**REQUIRED WORK**
In the listing below, every line with the word "containsDOs" needs to be copied.

* * *

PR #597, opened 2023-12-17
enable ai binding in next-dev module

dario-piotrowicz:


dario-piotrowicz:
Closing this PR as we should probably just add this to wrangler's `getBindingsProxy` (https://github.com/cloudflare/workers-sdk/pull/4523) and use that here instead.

* * *

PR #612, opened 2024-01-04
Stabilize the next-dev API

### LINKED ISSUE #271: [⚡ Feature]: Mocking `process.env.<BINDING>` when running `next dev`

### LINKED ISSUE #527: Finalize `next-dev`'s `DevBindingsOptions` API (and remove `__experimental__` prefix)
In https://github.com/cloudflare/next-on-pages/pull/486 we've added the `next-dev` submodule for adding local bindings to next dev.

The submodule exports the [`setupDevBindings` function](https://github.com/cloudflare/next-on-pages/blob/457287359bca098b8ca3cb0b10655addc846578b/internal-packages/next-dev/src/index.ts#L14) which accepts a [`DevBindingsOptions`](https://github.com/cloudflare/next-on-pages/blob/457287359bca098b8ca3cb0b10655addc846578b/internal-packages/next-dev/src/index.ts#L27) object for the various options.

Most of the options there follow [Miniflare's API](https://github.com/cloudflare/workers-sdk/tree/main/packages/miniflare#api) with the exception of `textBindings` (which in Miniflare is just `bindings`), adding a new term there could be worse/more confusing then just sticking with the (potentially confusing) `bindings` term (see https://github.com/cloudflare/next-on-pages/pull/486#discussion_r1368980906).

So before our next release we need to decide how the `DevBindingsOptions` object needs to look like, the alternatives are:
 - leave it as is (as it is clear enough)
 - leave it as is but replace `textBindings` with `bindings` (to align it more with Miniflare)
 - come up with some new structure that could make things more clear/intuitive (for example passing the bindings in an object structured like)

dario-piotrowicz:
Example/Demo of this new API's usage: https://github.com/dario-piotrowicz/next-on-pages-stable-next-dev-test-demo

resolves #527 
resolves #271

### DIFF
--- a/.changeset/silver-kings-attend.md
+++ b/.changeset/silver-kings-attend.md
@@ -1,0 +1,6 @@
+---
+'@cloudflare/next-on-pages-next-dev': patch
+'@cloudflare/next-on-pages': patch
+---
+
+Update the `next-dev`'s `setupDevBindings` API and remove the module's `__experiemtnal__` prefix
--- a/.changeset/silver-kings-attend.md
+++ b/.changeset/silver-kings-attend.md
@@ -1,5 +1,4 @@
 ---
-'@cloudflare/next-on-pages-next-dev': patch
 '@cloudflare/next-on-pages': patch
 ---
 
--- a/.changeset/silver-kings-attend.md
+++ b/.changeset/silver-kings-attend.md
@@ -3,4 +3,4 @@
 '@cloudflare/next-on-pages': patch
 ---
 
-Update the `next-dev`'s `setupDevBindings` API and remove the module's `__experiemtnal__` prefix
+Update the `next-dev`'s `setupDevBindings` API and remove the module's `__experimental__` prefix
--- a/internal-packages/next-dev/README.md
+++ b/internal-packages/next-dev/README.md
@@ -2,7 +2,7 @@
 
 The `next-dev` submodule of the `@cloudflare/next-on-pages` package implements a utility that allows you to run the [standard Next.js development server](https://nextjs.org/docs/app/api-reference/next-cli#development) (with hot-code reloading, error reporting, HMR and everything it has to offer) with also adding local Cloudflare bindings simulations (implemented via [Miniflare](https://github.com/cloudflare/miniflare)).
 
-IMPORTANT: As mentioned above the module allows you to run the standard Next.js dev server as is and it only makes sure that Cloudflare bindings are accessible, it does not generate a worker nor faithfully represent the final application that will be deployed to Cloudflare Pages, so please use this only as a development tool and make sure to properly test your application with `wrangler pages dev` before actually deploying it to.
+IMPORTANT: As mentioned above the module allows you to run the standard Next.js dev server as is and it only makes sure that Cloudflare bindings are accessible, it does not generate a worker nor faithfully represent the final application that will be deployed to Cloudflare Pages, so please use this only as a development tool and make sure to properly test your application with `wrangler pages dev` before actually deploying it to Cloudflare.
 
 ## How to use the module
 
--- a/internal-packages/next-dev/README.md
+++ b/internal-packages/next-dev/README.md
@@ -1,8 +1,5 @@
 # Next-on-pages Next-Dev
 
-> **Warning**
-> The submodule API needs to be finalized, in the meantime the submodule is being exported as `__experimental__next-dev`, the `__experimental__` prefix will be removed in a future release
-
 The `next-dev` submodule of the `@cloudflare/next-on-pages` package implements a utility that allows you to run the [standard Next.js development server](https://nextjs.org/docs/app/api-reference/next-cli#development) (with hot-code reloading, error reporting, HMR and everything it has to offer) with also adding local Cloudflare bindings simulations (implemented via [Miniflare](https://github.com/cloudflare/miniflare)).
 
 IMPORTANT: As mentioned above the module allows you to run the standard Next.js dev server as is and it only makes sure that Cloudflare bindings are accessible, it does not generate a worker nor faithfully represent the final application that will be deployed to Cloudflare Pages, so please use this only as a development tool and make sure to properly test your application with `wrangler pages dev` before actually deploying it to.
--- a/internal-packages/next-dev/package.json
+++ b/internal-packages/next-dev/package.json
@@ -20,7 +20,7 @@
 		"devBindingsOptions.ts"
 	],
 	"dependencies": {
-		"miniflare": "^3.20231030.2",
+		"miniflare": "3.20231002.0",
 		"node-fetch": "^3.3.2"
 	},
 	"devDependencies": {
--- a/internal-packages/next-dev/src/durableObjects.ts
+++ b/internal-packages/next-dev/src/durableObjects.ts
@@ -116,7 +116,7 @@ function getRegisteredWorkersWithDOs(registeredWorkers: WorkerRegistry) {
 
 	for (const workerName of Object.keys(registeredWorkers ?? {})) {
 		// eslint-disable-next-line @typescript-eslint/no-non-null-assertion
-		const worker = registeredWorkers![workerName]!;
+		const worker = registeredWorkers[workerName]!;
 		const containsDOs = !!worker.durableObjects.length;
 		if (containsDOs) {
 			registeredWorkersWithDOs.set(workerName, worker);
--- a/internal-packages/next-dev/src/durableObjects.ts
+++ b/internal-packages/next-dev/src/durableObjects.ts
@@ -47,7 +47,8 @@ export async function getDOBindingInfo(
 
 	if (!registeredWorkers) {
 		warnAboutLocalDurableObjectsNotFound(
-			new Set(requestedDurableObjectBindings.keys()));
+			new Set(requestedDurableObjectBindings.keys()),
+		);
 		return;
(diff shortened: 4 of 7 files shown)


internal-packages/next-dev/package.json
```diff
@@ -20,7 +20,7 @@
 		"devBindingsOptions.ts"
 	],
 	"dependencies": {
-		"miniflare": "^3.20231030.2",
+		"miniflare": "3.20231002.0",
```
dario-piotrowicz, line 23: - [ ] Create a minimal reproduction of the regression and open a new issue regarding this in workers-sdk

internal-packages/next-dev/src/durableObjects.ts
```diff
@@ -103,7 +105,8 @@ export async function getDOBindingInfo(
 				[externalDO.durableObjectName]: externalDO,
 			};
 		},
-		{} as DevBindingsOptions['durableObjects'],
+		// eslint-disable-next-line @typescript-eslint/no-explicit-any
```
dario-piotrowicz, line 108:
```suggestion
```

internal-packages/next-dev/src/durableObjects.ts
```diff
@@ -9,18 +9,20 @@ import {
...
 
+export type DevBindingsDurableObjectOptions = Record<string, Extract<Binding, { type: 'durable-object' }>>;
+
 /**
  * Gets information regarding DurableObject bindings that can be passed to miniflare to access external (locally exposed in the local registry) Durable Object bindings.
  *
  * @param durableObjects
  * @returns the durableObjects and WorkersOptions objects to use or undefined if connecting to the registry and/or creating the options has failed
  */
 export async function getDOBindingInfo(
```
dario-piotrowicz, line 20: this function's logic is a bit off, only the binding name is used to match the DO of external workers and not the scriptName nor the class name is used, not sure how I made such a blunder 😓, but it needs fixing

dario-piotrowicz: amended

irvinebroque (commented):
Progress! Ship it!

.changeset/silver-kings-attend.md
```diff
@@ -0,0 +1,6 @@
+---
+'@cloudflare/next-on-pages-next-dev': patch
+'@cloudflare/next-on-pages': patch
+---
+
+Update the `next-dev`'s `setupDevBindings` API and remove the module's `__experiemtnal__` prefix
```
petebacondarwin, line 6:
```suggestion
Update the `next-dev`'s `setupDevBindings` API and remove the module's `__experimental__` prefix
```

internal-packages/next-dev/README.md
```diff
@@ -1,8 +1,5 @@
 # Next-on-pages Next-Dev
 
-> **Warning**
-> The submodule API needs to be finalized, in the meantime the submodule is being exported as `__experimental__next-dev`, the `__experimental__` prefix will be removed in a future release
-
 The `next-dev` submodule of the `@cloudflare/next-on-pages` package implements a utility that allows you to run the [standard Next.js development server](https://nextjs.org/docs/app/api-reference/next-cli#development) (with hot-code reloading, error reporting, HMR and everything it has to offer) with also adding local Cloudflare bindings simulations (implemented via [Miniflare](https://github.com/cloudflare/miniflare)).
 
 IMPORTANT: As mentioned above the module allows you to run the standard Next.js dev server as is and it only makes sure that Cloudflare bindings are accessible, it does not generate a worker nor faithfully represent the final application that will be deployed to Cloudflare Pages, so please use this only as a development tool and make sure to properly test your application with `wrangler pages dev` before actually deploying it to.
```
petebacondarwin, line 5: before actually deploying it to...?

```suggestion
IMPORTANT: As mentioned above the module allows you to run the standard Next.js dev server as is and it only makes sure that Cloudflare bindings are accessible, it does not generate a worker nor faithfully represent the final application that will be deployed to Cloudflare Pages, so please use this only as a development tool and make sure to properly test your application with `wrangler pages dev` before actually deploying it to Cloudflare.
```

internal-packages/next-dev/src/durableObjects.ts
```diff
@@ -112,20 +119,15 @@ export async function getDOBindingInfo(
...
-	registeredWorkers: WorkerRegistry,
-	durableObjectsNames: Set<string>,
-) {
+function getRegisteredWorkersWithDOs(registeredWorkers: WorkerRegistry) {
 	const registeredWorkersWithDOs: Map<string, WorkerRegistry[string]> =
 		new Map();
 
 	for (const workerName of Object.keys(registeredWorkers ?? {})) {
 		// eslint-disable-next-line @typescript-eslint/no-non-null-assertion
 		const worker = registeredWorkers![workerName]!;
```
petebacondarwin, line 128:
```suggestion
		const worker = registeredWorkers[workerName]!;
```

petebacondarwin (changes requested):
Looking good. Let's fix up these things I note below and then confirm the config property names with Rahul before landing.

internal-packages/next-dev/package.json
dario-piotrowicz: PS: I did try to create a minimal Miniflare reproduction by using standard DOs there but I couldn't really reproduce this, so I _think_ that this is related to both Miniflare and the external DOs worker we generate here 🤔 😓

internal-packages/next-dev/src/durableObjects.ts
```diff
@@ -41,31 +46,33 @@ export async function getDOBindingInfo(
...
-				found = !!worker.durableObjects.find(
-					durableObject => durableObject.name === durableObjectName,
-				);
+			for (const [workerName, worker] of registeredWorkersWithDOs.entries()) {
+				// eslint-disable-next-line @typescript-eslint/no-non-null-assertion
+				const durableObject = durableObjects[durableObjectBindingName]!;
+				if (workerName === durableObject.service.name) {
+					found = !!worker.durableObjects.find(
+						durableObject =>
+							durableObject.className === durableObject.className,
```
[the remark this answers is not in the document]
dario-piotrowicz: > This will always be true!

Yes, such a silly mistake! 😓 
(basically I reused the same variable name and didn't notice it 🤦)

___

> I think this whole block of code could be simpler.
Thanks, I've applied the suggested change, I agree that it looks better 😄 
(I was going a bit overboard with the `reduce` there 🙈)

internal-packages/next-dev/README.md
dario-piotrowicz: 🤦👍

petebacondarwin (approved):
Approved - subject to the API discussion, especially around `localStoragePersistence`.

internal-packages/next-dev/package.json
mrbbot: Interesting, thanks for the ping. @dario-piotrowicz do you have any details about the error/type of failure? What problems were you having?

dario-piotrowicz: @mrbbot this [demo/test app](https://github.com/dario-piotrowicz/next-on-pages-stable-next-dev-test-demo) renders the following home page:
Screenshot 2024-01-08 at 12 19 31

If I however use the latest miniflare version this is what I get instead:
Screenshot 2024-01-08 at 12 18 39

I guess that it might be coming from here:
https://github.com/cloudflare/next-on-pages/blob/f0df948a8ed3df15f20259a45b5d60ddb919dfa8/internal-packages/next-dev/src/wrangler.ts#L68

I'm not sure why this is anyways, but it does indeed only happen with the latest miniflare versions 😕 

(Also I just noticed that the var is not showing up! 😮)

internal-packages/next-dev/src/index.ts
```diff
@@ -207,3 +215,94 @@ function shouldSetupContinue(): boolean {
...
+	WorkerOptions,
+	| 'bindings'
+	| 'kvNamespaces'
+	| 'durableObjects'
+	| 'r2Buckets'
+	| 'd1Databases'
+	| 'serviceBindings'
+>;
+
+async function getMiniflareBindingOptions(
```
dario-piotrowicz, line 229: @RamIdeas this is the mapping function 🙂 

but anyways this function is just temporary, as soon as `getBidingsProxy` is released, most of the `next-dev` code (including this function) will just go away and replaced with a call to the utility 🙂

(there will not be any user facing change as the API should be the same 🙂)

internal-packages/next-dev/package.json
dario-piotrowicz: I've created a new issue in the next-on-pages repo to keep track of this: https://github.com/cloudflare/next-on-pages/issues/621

* * *

**ANSWER TO THIS PROBLEM**
 		const containsDOs = !!worker.durableObjects.length;
 		if (containsDOs) {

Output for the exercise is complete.